In order to solve these existing problems, Julia was created as a free, open source and library friendly language. It is commonly referred to as a high-level, high-performance dynamic programming language for technical computing, with syntax similar to other technical computing environments. It also contains many of the mathematical and statistical libraries as in-built functions which are commonly part of any high performance environment. In addition, the Julia developer community contributes various external libraries and packages through Julia’s built-in package manager.
Primarily Julia is built for speed and applications using it rather than Python or R have been found to have very fast running times.

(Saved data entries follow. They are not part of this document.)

PR #659, opened 2020-10-06
Drop ember-invoke-action dependency

vladucu:


addon/components/polaris-action-list/section.js
```diff
@@ -40,11 +39,15 @@ export default class PolarisActionListSection extends Component {
...
     event.stopPropagation();
 
-    invokeAction(item, 'onAction');
-    invokeAction(this, 'onActionAnyItem');
+    if (item.onAction) {
+      item.onAction();
+    }
+    if (this.onActionAnyItem) {
+      this.onActionAnyItem();
+    }
```
andrewpye, line 51: How do we feel about using [optional chaining](https://developer.mozilla.org/en-US/docs/Web/JavaScript/Reference/Operators/Optional_chaining) to clean this up?

```suggestion
    item.onAction?.();
    this.onActionAnyItem?.();
```

andrewpye (approved):
Niiiiice 😁

PR #664, opened 2020-10-12
Make <VisuallyHidden> a Glimmer component

vladucu:
- makes `<PolarisVisuallyHidden>` a Glimmer component and co-locates the template
- no other changes required for comaptibility with `v5`


addon/components/polaris-visually-hidden.js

Much of the Julia’s speed is attributed to its LLVM-based just-in-time (JIT) compiler which often matches the performance of C. It also provides support to perform advance tasks such as cloud computing and parallelism which are more fundamental to performing big data analytics. Let us now look at a small problem which is used to benchmark the performance of Julia, R, Python and some of its faster versions like pqR. The problem is to calculate the smallest number that is divisible by all of the numbers in a factorial. For example, for the numbers in 4!, 60 is the smallest number that is divisible by 2, 3, 4 and 5. Benchmark comparison results are showed in the image above, which clearly showcases the faster computation times of Julia for various factorials.
Julia for Big Data Analytics?
For big data analytics tasks, right now the most popular language choices are R and Python in the open source community. R has been traditionally popular for its vast set of statistical packages and Python is more a general purpose language which is seeing increasing adoption by big data community in recent years due to its ease of usage and flexibility. Julia is majorly created for technical computing and with provision of advanced features like distributed computation; it surely can be easily adopted to big data analytics tasks. And surely performance wise, Julia has an additional advantage of quick run times because of its internal robust architecture in comparison with R and Python. However, at this point Julia lacks the availability of external packages and libraries with specific applications relevant to big data analytics which would limit its immediate adoption for various big data tasks. Given that the big data industry is constantly changing with the addition of new frameworks and technologies every six months, it may not be surprising to see Julia picking up more adoption along the lines of R and Python in the not so distant future.